Freightliner dealers are the only retail outlet in the US, and only *one model* can be used on the highways


----------



## fordson major (Jul 12, 2003)

i thought the unimog was classed as a tractor (here in Canada they are!) and subject to the rules of the road pertaining to them.


----------



## Bearfootfarm (Jul 13, 2006)

fordson major said:


> i thought the unimog was classed as a tractor (here in Canada they are!) and subject to the rules of the road pertaining to them.


Freightliner no longer sells them at all
In 5 years, they only sold 184



> http://en.wikipedia.org/wiki/Unimog
> 
> Daimler AG has cited *non-compliance with EPA07 emission requirements* as the main reason for ceasing North American Sales.[2


----------



## ace admirer (Oct 5, 2005)

the one i know of was purchased from a dealer (person) out west. they used to be on ebay by the hundreds,


----------



## jwal10 (Jun 5, 2010)

Case industrial dealers used to sell them here. State highway division used to run a few. I had a neighbor who tried to farm with one, not very well but he tried. He was proud of it, it had 3 pt but was slow and awkward. He pulled a tag plow and was out of the furrow as much as in. Very rough job. He used a 3 pt cycle mower, again very rough job. It was fun to watch him bale hay, he couldn't follow a windrow. He was a city farmer and lasted 3 years....James


----------



## ace admirer (Oct 5, 2005)

kits were made to retro fit WWII jeeps to 3 point lift systems....not to side track thread....but all kinds of refits were made for the unimogs...back hoes, front and rear 3 point hitches, front and back 3 PTOs etc. probably all comprimises...


----------



## joejeep92 (Oct 11, 2010)

Ace is right. For years Willys Jeep was advertised as a farm vehicle capable of both work and transportation. However it is a compromise as far as a farm vehicle. The tractor will do the farm jobs a little easier and better. As far as an offroad vehicle though...hehe. Would LOVE to own a mog for this purpose. Low gears, lots of ground clearance, lockers, you name it.


----------



## mogwild (Apr 1, 2013)

Bearfootfarm said:


> Freightliner dealers are the only retail outlet in the US, and only *one model* can be used on the highways


Greetings and happy Easter. First post.

None of this is true.

There are several outlets in the United States and Canada that you can purchase Unimogs (used) and parts.

North America:

http://www.eurotruck-importers.com/
http://www.expedition-imports.com/
http://www.eurotech-services.com/

Europe:
http://www.vkcars.be/en/
http://www.acprice.co.uk/
http://www.unimogs.co.uk/
http://www.merex.de/
http://stores.ebay.de/westfield4x4

I have owened 5 Unimogs, *all* licensed and insured for road use. There are thousands of Unimogs in North American registered for road use. The Unimog community is very large.

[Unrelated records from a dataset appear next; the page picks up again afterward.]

PR #8430, opened 2026-07-01
[CI Optimization] Split Maven cache with noop resolver locking

### LINKED ISSUE #8416: CI: split Maven cache restore/save to prevent PR cache pollution

paoloantinori:
## Summary

Split Maven cache into restore-only (PRs) and restore+save (push to main). Disables Maven 3.9+ file locking in CI to prevent lock contention.

## Related Issues

- Fixes #8416
- Third attempt — previous #8417 and #8428 failed with lock contention

## What's different this time

Added `-Daether.syncContext.named.factory=noop` to all Maven commands. This disables the Maven resolver's file locking, which was the root cause of all previous failures. In CI, each job has its own workspace — there's no concurrent Maven process to protect against.

## Changes

| Workflow | Cache | Locking |
|----------|-------|---------|
| verify-build | restore@v5 + save@v5 (push only) | noop |
| verify-unit-tests | restore@v5 | noop |
| verify-integration-tests | restore@v5 | noop |
| verify-extras | restore@v5 | noop |

## Testing

- CI must pass without lock contention
- Build step should restore cache and complete successfully

### DIFF
--- a/.github/workflows/verify-build.yaml
+++ b/.github/workflows/verify-build.yaml
@@ -32,13 +32,21 @@ jobs:
         with:
           java-version: ${{ inputs.java-version }}
           distribution: 'temurin'
-          cache: 'maven'
+
+      - name: Restore Maven cache
+        uses: actions/cache/restore@v5
+        with:
+          path: ~/.m2/repository
+          key: maven-${{ hashFiles('**/pom.xml') }}
+          restore-keys: |
+            maven-
 
       - name: Build Application (skip tests for speed)
         env:
           GITHUB_TOKEN: ${{ secrets.GITHUB_TOKEN }} # For downloading Kiota binary.
         run: |
-          ./mvnw clean package -T 0.5C --no-transfer-progress \
+          ./mvnw clean package --no-transfer-progress \
+            -Daether.syncContext.named.factory=noop \
             -Pprod -Dfull -DskipTests -DskipCommitIdPlugin=false -DcliSkipNative \
             -Dmaven.source.skip=true -Dmaven.javadoc.skip=true \
             -Dmaven.wagon.httpconnectionManager.maxTotal=30 \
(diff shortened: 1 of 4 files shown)


paoloantinori:
Closing — the optimization works technically (noop locking fixes contention) but the cost/benefit doesn't justify it for our scale.

## Research Summary

Cache splitting has **three motivations** in the wild:

1. **Security (cache poisoning)** — Real attacks: Angular ($31K bounty), Ultralytics (crypto miner), TanStack (84 malicious npm versions). BUT: only applies to `pull_request_target`. Standard `pull_request` already uses branch-scoped caches. GitHub's June 2026 fix addresses this. **Not relevant for us.**

2. **Cache budget (10GB limit)** — Quarkus's primary motivation: hundreds of PRs × immutable cache keys exhaust the 10GB limit, evicting useful main caches. **Marginal for us** — ~20 open PRs, not hundreds.

3. **Save time (~15-45s/PR)** — Post-step blocks workflow completion. **Real but modest.**

## Why Quarkus works and we don't (without noop)

Quarkus hit the same Maven resolver lock contention (#51266) and fixed it via `-Dquarkus.bootstrap.blocking-task-runner=true` — a Quarkus-specific fix. We'd need `-Daether.syncContext.named.factory=noop` which works but adds complexity.

## Verdict

At our scale (~20 PRs, ~30 modules), the ~30s save time savings per PR doesn't justify: 4 workflow files changed, noop locking flag on every Maven command, cold-cache regression on pom.xml changes, and ongoing maintenance complexity.

Full analysis in Discussion #8364 "Tried & Rejected" section.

While the Unimog is not currently being imported and sold by Mercedes in North America, it has, several times in the past:

The Unimog was imported "officially" several other times other than the U500, And repair facilities exist. Back in the '50's by several companies, one being Curtiss-Wright Corp, for forestry and mining, then in the '70's and 80's by JI Case, and then again by Schmidt. My local Mercedes dealership officially and legally imported Unimogs in the '80's and '90's, I bought a bunch of old brochures from them when they brought in the square cab trucks, and one of their mechanics is still Mercedes Unimog Certified. As well there is a German Fellow in Edmonton whom is Unimog trained. I've have talked to several mechanic's at CASE that were/are "officially" Mercedes trained, and have bought the official tools from some retired mechanics that had fond memory's or working on the Metric beasts. Most Case dealerships can work on at least the engines as its run in some of there other equipment, and quite a few of the old boys are still around working at the dealerships, so you can get your mog repaired there.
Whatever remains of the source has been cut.